Unleashing the power of AI in media and entertainment

Published in

XRPractices

3 min readFeb 10, 2023

The recent explosion of Generative AI advancements enables us to do lot of creative work even by a commoner. In this article we are going to explore the automation possibility of creating an animated content with the open source models and tools available and see how far we can go from here.

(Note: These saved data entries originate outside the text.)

PR #33827, opened 2023-10-26
Fix: wrong applied styles on Multiple checkbox in Contact From block

### LINKED ISSUE #31397: Form Block Multiple Choice checkbox - Font weight and color are not matching with the editor
### Quick summary

I am able to replicate it so far with the [Tazza theme](https://wordpress.com/theme/tazza). 

Form block's field appearance is not matching with the editor, for example, color and font weight: 

I have created a short video to demonstrate the issue: 

https://github.com/Automattic/wp-calypso/assets/54123436/206bebd5-1e69-4c22-a1be-a9cbd9f8a599

### Steps to reproduce

1. Install [Tazza theme](https://wordpress.com/theme/tazza) and activate it. 
2. Take a Form block. 
3. Add Multiple Choice ( checkbox ), and change the label colors to white or something else. 
Screen Shot on 2023-06-14 at 18:50:06
4. Check the frontend. 

The color and font-weight should match with the Editor and frontend. 

### What actually happened

The color and font-weight are not matching with the editor and frontend. 

### Impact

Some (< 50%)

### Available workarounds?

Yes, easy to implement

_No response_

### Logs or notes

Got a user here: #6396960-zen

And shared this custom CSS as a workaround: 

```
/* Adjust form multiple choice label color | ( 6396960-zen ) MT */
.contact-form label.checkbox-multiple span {
    color: #FFF !important;
    opacity: 1;
    font-size: 100%;
    font-weight: 400;
}
```

andrii-lysenko:
Fixes https://github.com/Automattic/jetpack/issues/31397

## Proposed changes:
This PR should fix wrongly applied styles. In the current state, we are applying `opacity` and other styles on all `span` elements, while we should only apply them on "(required)" line.

Note: Even though issue states about Tazza theme, issue persists on all themes.

### Other information:
This issue is a bit odd, as it seems that Styles used here are from `deprecated` Forms module, while the code used is from the new package. I don't think we should iterate on this within this Fix, but, it would be resolved when we fully remove old Forms module.
cc @jeherve 

## Testing instructions:

* Download the branch locally and run `jetpack build plugins/jetpack`
* Work with your JT or other jetpack setup environment
* Create a new post and add Jetpack Form to it
* Add a Multiple Choice (Checkbox) field
* In block editor change the Option Text color
* Save and check out the Post and verify that the styles the same as in Edit mode (see original issue for context on how it was before)
Screenshot at Oct 26 14-10-16


projects/packages/forms/src/contact-form/class-contact-form-field.php
```diff
@@ -454,7 +454,7 @@ class='grunion-field-label{$type_class}" . ( $this->is_error() ? ' form-error' :
 				. $extra_attrs_string
 				. '>'
 				. esc_html( $label )
-				. ( $required ? '<span>' . $required_field_text . '</span>' : '' )
+				. ( $required ? '<span class="required">' . $required_field_text . '</span>' : '' )
```
jeherve: I wonder if we should use a more specific class name to avoid potential conflicts with other plugins or themes that may apply styles to all `.required` containers. What do you think?

andrii-lysenko: Thanks for pointing this out. Updated. Though, I feel like removing old Forms module would be quite a challenge, as there's a lot stuff.

jeherve (approved):

PR #33832, opened 2023-10-27
Connection: add partner codes to connection URLs & deprecate Partner package

jeherve:
## Proposed changes:

This PR changes the way the Partner codes were added when connecting a site to a WordPress.com account, so this can work with standalone plugins.

This was previously only done in the Jetpack plugin, in 2 ways:

- The Partner package is initialized on plugins_loaded in the main Jetpack class.
- In Jetpack's `build_authorize_url` method we have a `jetpack_build_authorize_url` filter that is leveraged by the Partner package.

Standalone plugins, on the other hand, do not use `Jetpack::build_authorize_url()`. This method is obviously only available in the Jetpack plugin, and so standalone plugins do not have that `jetpack_build_authorize_url` filter.

We fix this discrepancy in this PR:

- We now include the Partner package functionality directly in the connection package.
- We initialize the Partner package in the connection package.
- We add the `jetpack_build_authorize_url` filter to the connection package's `get_authorization_url` method, so the partner codes can be added to all URLs.
- We stop initializing the Partner class in the Jetpack plugin, since it is now done in the connection package.

> ~**Note**~
> ~This does not add the Partner package as a new dependency for the Connection package, since the Partner package already declares the connection package as a dependency.~

> **Note**
> This PR is getting larger because we are deprecating the Partner package as part of this PR. It is no longer needed since the features it offered can be offered directly in the connection package.

### Other information:

## Jetpack product discussion

* pbtFPC-6ha-p2

* No

## Testing instructions:

There may be an easier way to test this, but here is how I went about it.

> **Warning**
> You will want to test the process in both the Jetpack plugin and a standalone plugin like Jetpack Protect

> **Warning**
> It would be useful to test with the Jetpack plugin running this branch, as well as another standalone plugin running a stable version, still using the Partner package.

* On a brand new site,
* Via WP CLI, set up an affiliate code and a subsiadiary code:
    * `wp option update jetpack_partner_subsidiary_id jeremy`
    * `wp option update jetpack_affiliate_code 123456`
* Install a Jetpack plugin (Jetpack or something else).
* Open your browser's network tools
* Filter for `jetpack.wordpress.com` requests
* Start the connection process
* Check the arguments added to the jetpack.wordpress.com request
    * It should include both an `aff` and a `subsidiaryId` argument, using the values defined above.


monsieur-z (dismissed):
I followed the instructions for testing both the Jetpack plugin and Boost and could see the query parameters. I appreciate how the code changes were documented 👍

jeherve:
The [test failure](https://github.com/Automattic/jetpack/actions/runs/6666229898/job/18117356986) outlines an interesting problem. It fails for the Inspect plugin, most likely because it doesn't include the My Jetpack package, so the Partner package is never required. I'm not quite sure how to fix that.

- My initial thought was to add the Partner package as a dependency of the Connection package, since we use `Partner` in the connection package. But since the Partner package already has the connection package as a dependency, it would create a circular dependency. Maybe that's okay?
- I could cheat and the Partner package as a dependency of the Inspect plugin, but that's not future-proof at all.

@anomiex Could I have your opinion about this?

anomiex:
> My initial thought was to add the Partner package as a dependency of the Connection package, since we use Partner in the connection package. But since the Partner package already has the connection package as a dependency, it would create a circular dependency. Maybe that's okay?

Offhand I don't know how Composer would handle it, but I know our CI will complain about a circular dependency. We'll want to avoid that.

> I could cheat and the Partner package as a dependency of the Inspect plugin, but that's not future-proof at all.

Yeah, that's cheating. We don't want that to be the long-term solution either, it'll just bite someone else who uses the Connection package in the future.

I see a few options that could work:

* Move the necessary code from Partner to Connection, since Connection needs it. If that makes Partner empty, that's fine, we've done that before.
* Make Connection "suggest" Partner, and guard any calls to it from Connection with appropriate checks (`is_callable`, `class_exists`, etc). Of course, that depends on whether working without Partner makes sense, and whether it might be confusing if e.g. Inspect's behavior differs based on whether some other plugin that provides Partner is also installed.

jeherve:
> I see a few options that could work:
> 
>     * Move the necessary code from Partner to Connection, since Connection needs it. If that makes Partner empty, that's fine, we've done that before.

That's something I was thinking about, but I wasn't sure everyone was going to be okay with that. 👍 
I've just done that in this PR.
I'll look at the test failures tomorrow, I have yet to understand what's causing the connection tests to fail now.

sergeymitr:
Hi @jeherve.
`Brain\Monkey` in `Partner_Test` did not count function mock calls correctly for some reason, which caused an error on the proper tear down attempt.
I adjusted the tests so they wouldn't need `Brain\Monkey` altogether, they seem to pass now.

sergeymitr:
Hi @jeherve.
Can you please fix the checks, and I'll give it a final look.

sergeymitr (dismissed):

sergeymitr (approved):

For this example, I’m going to stay simple and do an animated clip of my avatar and few inspired characters from Marvel movies. The workflow as follows

Dream Booth Training
Audio Creation
Character Generation
Deep Fake animation

Step 1: Dream Booth Training:

The methodology behind Stable Diffusion is different from that of older artistic style transfer models. It is not possible to work directly on our photos with Stable Diffusion, so it is important to fine-tune the model by using 10–16 portrait pictures of ourselves and associate the training with a keyword. In this example, we will use the Google Colab Dreambooth training script and train the model with our photos. The following training parameters are used during dream booth training

"instance_prompt":      "photo of SDRaju",
"class_prompt":         "photo of a man",
--save_sample_prompt="photo of SDRaju" \

The keyword that I used for my picture in stable diffusion is “SDRaju”. In the prompt whenever stable diffusion sees this keyword it would try to bring my picture into play.

Step 2: Create Audio

We will use a text-to-speech AI model, such as Speechify, to generate audio for our animation. We will provide a prompt, such as a personal introduction, and Speechify will output the audio in mp3 format.

The following text is used for the audio generation

Hi! My name is Raju Kandasamy. I'm a developer at Thoughtworks. This is my animated character. Every pixel of this is generated by artificial intelligence. This may transform the content creation for media and entertainment and may boost the productivity.

To prepare the audio for the next step, we will convert it from mp3 to wav format using a tool such as Audacity.

Step 3: Generate Character using Stable Diffusion Prompt

Using the below prompt, generated the character

a portrait of SDRaju as Thanos, face only, concept art, trending in artstation

Step 4: Using Deep Fake models for animation

Deep Fake AI models are capable of generating lip sync, eye blinks and slight head movements. Using the LIHQ Colab notebook, generated the character animation for the character above. LIHQ uses wav2lip model for lip syncing. For some odd reason LIHQ fails if we give the image in square dimension (i-e 256x256 or 512x512). Had to alter the dimension to portrait (like 512w x 576h)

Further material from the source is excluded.